"Native-Hadoop" Library Load Issues with Spark - Stefaan Lippens inserts content here

While setting up a new cluster with Hadoop (3.1.1) and Spark (2.4.0), I encountered these warnings when running spark:

19/02/05 13:06:43 WARN NativeCodeLoader: Unable to load native-hadoop library for your platform... using builtin-java classes where applicable

To debug this issue, I used a useful trick explained on stackoverflow.
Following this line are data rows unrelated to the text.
PR #4872, opened 2019-03-03
VST fixes and improvements

### LINKED ISSUE #4802: Disable "always on top" behavior for VSTs
Request to disable "always on top" behavior of VSTs, or make it configurable.

This decision was made by @Umcaruje in #4110.  I'll quote:

> it would be beneficial if the VST window actually had a flag to always stay on top, since it disappears every time I click over to LMMS, which is bad UX IMO (Out of scope for this Pull Request though)

Although I agreed that switching is bad UX, covering up the software is also bad UX, so this depends on workflow.  The Windows/Linux/MacOS task bar allows quickly switching to a plugin which is arguably more convenient than minimizing it.

For example, a project with 10 VST UIs can cover up all of LMMS requiring a user to minimize many windows just to use the DAW.  If this behavior is kept, I vote that we keep it as a configurable flag, defaulting to off.

Feel free to cast your vote by clicking the "React" that matches below.

**VST Windows - Always On Top**
👍 - Keep current behavior ON, do NOT make configurable
😄  - Keep DEFAULT behavior to ON, make configurable
❤️ - Change DEFAULT behavior to OFF, make configurable
🚀  - Change DEFAULT behavior to OFF, do NOT make configurable

### LINKED ISSUE #4843: Don't show error message when loading empty VeSTige instance
If a VST plugin fails to load when a project is opened, LMMS will display the message "The VST plugin [plugin name] could not be loaded". However, the error check doesn't verify if there *should* be a plugin to load.

Steps to reproduce:
* Create a new project
* Place an instance of VeSTige in the song editor, without loading a VST
* Save the project
* Reload the project

An error message will show, stating "The VST plugin  could not be loaded". (Tested with 1.2 RC7/RC8)

If a VST plugin was never loaded in the first place, I'd expect the error message not to display.

### LINKED ISSUE #4861: VST plugins crash on Linux with VST sync enabled
I've seen a few reports of this on Discord and the forums. Apparently it appeared in rc8, tends to occur when loading projects, and is caused by a division-by-zero exception.

My guess is that this was introduced in 614bca7f04ce1ea35a50b0ac823b784907e4046a, and is due to alignment/padding issues in the `VstSyncData` struct. On Linux, `double`s are 4-byte aligned in 32-bit code and 8-byte aligned in 64-bit code. This gives a different layout of the structure in LMMS and RemoteVstPlugin. This doesn't occur on Windows as `double`s are always 8-byte aligned there.

DomClark:
d2854f674ac20f4c44fcbf83b35b3e9511587520 resolves #4802
b2a30c23cca3026a2c8d092e0fd64d1dbb2b36c6 fixes https://github.com/LMMS/lmms/issues/4802#issuecomment-458624067
fed062a13dcf0727aec1c7e3a5adff9ebaece627 fixes #4843
510d0b9112ce4b6dc91203f2723e355b2b05e5f9 fixes #4861

### DIFF
--- a/include/SetupDialog.h
+++ b/include/SetupDialog.h
@@ -126,6 +126,9 @@ private slots:
 	void toggleDisplayWaveform( bool en );
 	void toggleDisableAutoquit( bool en );
 
+	void vstEmbedMethodChanged();
+	void toggleVSTAlwaysOnTop( bool en );
+
 	void setLanguage( int lang );
 
 
@@ -207,6 +210,8 @@ private:
 
 	QComboBox* m_vstEmbedComboBox;
 	QString m_vstEmbedMethod;
+	LedCheckBox * m_vstAlwaysOnTopCheckBox;
+	bool m_vstAlwaysOnTop;
 } ;
 
 
--- a/include/VstSyncController.h
+++ b/include/VstSyncController.h
@@ -76,10 +76,10 @@ private slots:
 private:
 	struct VstSyncData
 	{
-		bool isPlaying;
 		double ppqPos;
 		int timeSigNumer;
 		int timeSigDenom;
+		bool isPlaying;
 		bool isCycle;
 		bool hasSHM;
 		float cycleStart;
--- a/include/VstSyncData.h
+++ b/include/VstSyncData.h
@@ -41,10 +41,10 @@
 
 struct VstSyncData
 {
-	bool isPlaying;
 	double ppqPos;
 	int timeSigNumer;
 	int timeSigDenom;
+	bool isPlaying;
 	bool isCycle;
 	bool hasSHM;
 	float cycleStart;
--- a/plugins/vestige/vestige.cpp
+++ b/plugins/vestige/vestige.cpp
@@ -181,7 +181,13 @@ vestigeInstrument::~vestigeInstrument()
 
 void vestigeInstrument::loadSettings( const QDomElement & _this )
 {
-	loadFile( _this.attribute( "plugin" ) );
+	QString plugin = _this.attribute( "plugin" );
+	if( plugin.isEmpty() )
+	{
+		return;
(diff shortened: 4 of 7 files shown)


PhysSong:
Merge?

jasp00:
I do not look at requests that fix more than one issue. Changes have been approved, so merge at your discretion.

DomClark:
> I don't really understand why b2a30c2 works, but the rest looks good to me 👍

@lukas-w It ensures the owner change is done before the window is shown. Why that is necessary I'm not sure, but it seems to work. I guess it might just be some quirk of Windows.

> Merge?

@PhysSong I haven't been able to test 510d0b9 because I'm having some issues building on Linux, so I'd like to get that done first. Would you be able to provide an AppImage?

> I do not look at requests that fix more than one issue.

@jasp00 The fixes have been split into separate commits. I'm not sure how splitting them into separate PRs affects reviewability, other than that you can't approve them independently. If you don't want to review, that's fine, since others have approved the changes as you stated. If you do want to review, and you have objections, feel free to reject all the changes and I will happily address any concerns.

PhysSong:
> @PhysSong I haven't been able to test [510d0b9](https://github.com/LMMS/lmms/commit/510d0b9112ce4b6dc91203f2723e355b2b05e5f9) because I'm having some issues building on Linux, so I'd like to get that done first. Would you be able to provide an AppImage?

I can, but it may take a day.

PhysSong:
@DomClark https://github.com/PhysSong/lmms/releases/download/vdummy/lmms-1.2.0-rc8.21-linux-x86_64.AppImage

DomClark:
Thanks for the AppImage @PhysSong. I've tested 510d0b9 and it seems to work, so I'd say this is good to merge now.

Issue #4385, opened 2018-05-31
[request] remove all midi connections from plugin


VirToReal:
Yeah, thats a request, not a real issue:
I'm using a novation Launch Control XL and connect it's knobs to a plugin, for example Triple OSC. After generating a nice sound, I have to disconnect every midi knob in order to save my creation as a preset. Because the midi connection will be saved in the preset-file (which is really great), all knob positions will be set to zero. 

If there would be a button to erase all connections, I can save one preset as midi-preset, using this for creating sounds via launch control, deleting all midi connections and save it as a real preset.

Maybe two file-formats? One for midi-connected presets, and one for non-midi-connected presets?

PhysSong:
Are there more use-cases for "remove all midi connections"? If preset saving is the only one, I can't find a reason for that button.
> Because the midi connection will be saved in the preset-file

Related: #2625

VirToReal:
Not really... just leaving the last midi-value on the knob while removing the connection would be great. Removing every connection would be nice, if there are, for example on the triple oscillator, all knobs connected to a midi-controller. Or maybe just a keyboard shortcut for removing the midi-connection while pressing the connected button/knob.

In each case of course, the midi-value should be placed on the actual value of the knob/button while removing the midi-connection.

Issue #2625, opened 2016-03-02
Presets remember the controller connections


IvanMaldonado:
Steps to reproduce:

1. Open a plugin
2. Connect any knob to a controller (LFO for example)
3. Save it as a preset
4. Open a new project
5. Open your preset
6. Try to move the knob you previously linked to a controller

You have to remove the connection to be able to use the knob.

zonkmachine:
Confirmed

zonkmachine:
Related to #2564

Issue #193, opened 2014-01-29
Saving preset with peak controller: instrument connecting to its controller


SadaleNet:
To reproduce:
- Create any instrument
- In the instrument, create a peak controller fx
- Connect volume knob to its peak controller
- Save the instrument as preset
- Load the preset back
- Result: The volume knob is connected to an undefined controller.

It seems that this bug is difficult to fix. This bug is not damaging tho.

curlymorphic:
> Going to bump this up to 1.2. Don't really want to touch peak controllers for now, since there's going to be lots of changes to controller code in 1.2...

@dizzy is this comment now aimed at 2.0?

DeRobyJ:
Status:
bug still here, but the problem is not really about peak controller, imo.

In general, if you save a preset with a control linked to something (e.g. to a controller created from the Rack), and then you open it on a new project, its options will show it is "Connected to <nothing>".
The difference with peaks controllers is that if you try to "edit connection", the program crashes, while if the controller was external it won't.
Fixing this would also fix this other small issue: #2625 

Second problem, which is more about effect instances in general:
when you preview a preset from the browser, and that instrument had a peak controller, a Peak Controller is created in the Rack.
Then, if you load the same preset as a track, a _second_ Peak controller is created.
In both cases, the connected knob fails to find that controller instance (I don't know how controller instances work, but maybe when you load one from a preset, a new instance ID is created, while the knob connection is asking for another ID? something like that...)
It may also have to do with the order in which the instrument is loaded.
(it should ideally load the peak controller first, then the other knobs that might be connected to it)

This is somewhat linked to #1644 
In general, preset previews tend to load effects (and sometime other things) and keep them there until they are triggered by something.

karmux:
Third problem (or different description of second problem): Peak controllers must be before LFO controllers in controller rack. If they are not then after saving and reloading project they get sorted automatically and some connections get LFO controller instead of Peak.

Order before save/load: Peak 1, LFO, Peak 2. Effect X connects to Peak 2.
Orger after save/load: Peak1 , Peak 2, LFO. Effect X connects to LFO now.

BaraMGB:
@karmux look at https://github.com/LMMS/lmms/issues/2869

MIntrovrt:
Can't replicate in 1.2.0-rc4
Is this still an issue or did no one close it, since the referenced issues here have been closed, I would assume this one can be closed to in order to avoid further confusion?

dan-giddins:
[...]

PR #4874, opened 2019-03-04
Add CLI flag to disconnect all MIDI controllers when loading a project

pboi20:
Hi!

Consider this PR as a request for comment, as this is my first attempt at hacking on LMMS.

This introduces a CLI flag (`--disconnect-midi-controllers`) used to disconnect all MIDI inputs from instrument tracks, as well as all MIDI controllers from instrument, FX and other global/song parameters. Other user controllers should be left untouched.

In and of itself, I find it useful to have a quick way to remove all midi connections from an existing project. For example, consider moving a project that has an extensive MIDI configuration for a specific hardware controller, over to another type of hardware controller. As I understand it, the current workflow would require disconnecting each individual controller mapping, one by one.

Also, it could be thought of as a quick fix for the following issues:
https://github.com/LMMS/lmms/issues/4385
https://github.com/LMMS/lmms/issues/2625
https://github.com/LMMS/lmms/issues/193

Is this idea of any interest to anyone else?

If so, I understand that this is probably a naive approach and would welcome your feedback!

Many thanks!

P.

### DIFF
--- a/include/Song.h
+++ b/include/Song.h
@@ -265,6 +265,16 @@ public:
 		return false;
 	}
 
+	inline void setDisconnectMidiControllersOnLoad( bool val )
+	{
+		m_disconnectMidiControllersOnLoad = val;
+	}
+
+	inline bool getDisconnectMidiControllersOnLoad()
+	{
+		return m_disconnectMidiControllersOnLoad;
+	}
+
 	void addController( Controller * c );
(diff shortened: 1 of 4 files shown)


PhysSong:
Welcome! First, I should say that `stable-1.2` is on a feature freeze. I think you should rebase commits against `master` if you can.

Issue #3605, opened 2017-06-03
Implementing oversampling in plug-ins.


Hussam-Eddin-Alhomsi:
• Instrument plug-ins (synthesizers only):
When playing high notes on a synthesizer using a harmonically rich wave like a saw wave, there are probably some frequencies that will go above the nyquist frequency, so aliasing occurs.

Just play the note C8 on TripleOscillator using a saw wave to hear the aliasing noise.

My idea about the GUI implementation is a bunch of radio buttons in the plugin tab of each synthesizer offering oversampling factors in the power of two that's "1x" (no oversampling), "2x", "4x", "8x", "16x", "32x" and "64x".

• Effect plug-ins: 
There are 2 types of plug-ins that would benefit from using oversampling (as far as I know).

(1) Waveshapers, distorters, overdrivers, bitcrushers and Lo-fi effects (or anything that generates a lot of harmonics).
When using any of the effects above on a sound, extra harmonics are being added to it, and if these harmonics go above the nyquist frequency, aliasing occurs.

A spectrogram of a heavily waveshaped sine wave. (Note the aliasing noise highlighted in yellow before the fundamental frequency of the sine wave.)
![distorted sine wave](https://cloud.githubusercontent.com/assets/25503477/26704782/30472e22-473a-11e7-9854-3ef5930b41cd.png)
A spectrogram of the same waveshaped sine wave but the waveshaper has 16x oversampling active. (Note that most of the aliasing that was present before activating oversampling is gone.)
![distorted sine wave with 16x oversampling](https://cloud.githubusercontent.com/assets/25503477/26704785/34b8acd8-473a-11e7-839e-220765215709.png)

My idea about the GUI implementation is a slider in each of these plug-ins mentioned earlier offering oversampling factors like "1x" (no oversampling), "2x", "4x", "8x", "16x", "32x" and "64x".

(2) Equalizers.
When a band in an equalizer gets close to the nyquist frequency, its shape distorts.
The distortion can happen with any band type.

A normal low-pass filter at 1000 Hz looks like this:
![lpf 1000 hz](https://cloud.githubusercontent.com/assets/25503477/26700675/ea4781d2-4726-11e7-9181-0b1ea01809da.png)
The same low-pass filter with the same resonance but at 16000 Hz looks like this:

Instead of tweaking the Hadoop logging config (usually /etc/hadoop/conf/log4j.properties) I (temporarily) added this line to the Spark logging config (usually /etc/spark/conf/log4j.properties):

log4j.logger.org.apache.hadoop.util.NativeCodeLoader=DEBUG

And then I got bit more info about the warning:

19/02/05 13:20:52 DEBUG NativeCodeLoader: Trying to load the custom-built native-hadoop library...
19/02/05 13:20:52 DEBUG NativeCodeLoader: Failed to load native-hadoop with error: java.lang.UnsatisfiedLinkError: no hadoop in java.library.path
19/02/05 13:20:52 DEBUG NativeCodeLoader: java.library.path=:/usr/java/packages/lib/amd64:/usr/lib/x86_64-linux-gnu/jni:/lib/x86_64-linux-gnu:/usr/lib/x86_64-linux-gnu:/usr/lib/jni:/lib:/usr/lib
19/02/05 13:20:52 WARN NativeCodeLoader: Unable to load native-hadoop library for your platform... using builtin-java classes where applicable

The "native-hadoop" library files are at /opt/hadoop/lib/native/ in my case, but that's not part of Spark's java.library.path. Apparently (see SPARK-1720, MAPREDUCE-4072) it should be enough to define an appropriate LD_LIBRARY_PATH environment variable (instead of java.library.path hacking).

So I added

export LD_LIBRARY_PATH=$LD_LIBRARY_PATH:$HADOOP_HOME/lib/native

to /etc/spark/conf/spark-env.sh and the NativeCodeLoader warning went away.